A limitation of this exploratory study is that surveys of patients’ symptoms were conducted independently of clinical encounters. Our exploratory evaluation did not find an association between reporting periods between the patients’ report and clinicians’ report with level of concordance. In addition, we cannot confirm that patients mentioned these symptoms to their clinicians. We hope future studies in the hepatology field will explore these associations more thoroughly and include a broader range of AE symptoms during clinical trials.
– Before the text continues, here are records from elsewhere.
PR #1480, opened 2020-08-21
Implement the Product_Categories methods

deivamagalhaes:
# Summary

This PR implements the `Product_Categories::get_google_product_category_id()` and `Product_Categories::update_google_product_category_id()` methods.

## QA

- [x] Integrations test pass

## Before merge

### DIFF
--- a/includes/Product_Categories.php
+++ b/includes/Product_Categories.php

However, even with better study designs, we anticipate findings would be consistent with findings from multiple other studies reporting underreporting of AEs by clinicians [1318, 3537]. Another limitation is that this study was limited to English-speaking participants in the United States; thus, it is unknown if these results will generalize to non-English speaking patients and patients in other nations with different healthcare systems and different cultures.

4.1. Conclusions

This is the first study we are aware of to explore the concordance between patient-reported symptoms using surveys and clinician recording of the corresponding events captured in medical records in a population of patients with hepatitis C undergoing DAA treatment. The findings have implications not only for future trials of hepatitis C treatment but will be highly relevant to future drug trials and subsequent comparative effectiveness studies for all liver disease populations. This study suggests a poor level of concordance between patient-reported and clinician-recorded symptom AEs with clinicians tending to underreport symptom AEs. This finding is consistent with the literature in many other health conditions and medical treatments [1318, 3537] and supports the increasing need to evaluate symptoms directly using patient-reported measures, to obtain a more accurate depiction of safety and symptoms during treatment with investigational as well as approved treatments.

Data Availability

Data comes from a registered clinical trial (http://CT.gov/ Registration: NCT02786537).

Ethical Approval

The authors confirm that the ethical policies of the journal, as noted on the journal’s author guidelines page, have been adhered to, and the appropriate ethical review committee approval has been received. The study conformed to the US Federal Policy for the Protection of Human Subjects.

Conflicts of Interest

Bryce Reeve served as a consultant for the University of Florida. Anna Lok receives research funding from Gilead Sciences, Inc.


This study was funded in part by the Patient-Centered Outcomes Research Institute (PCORI) Award (HPC-1503-27891).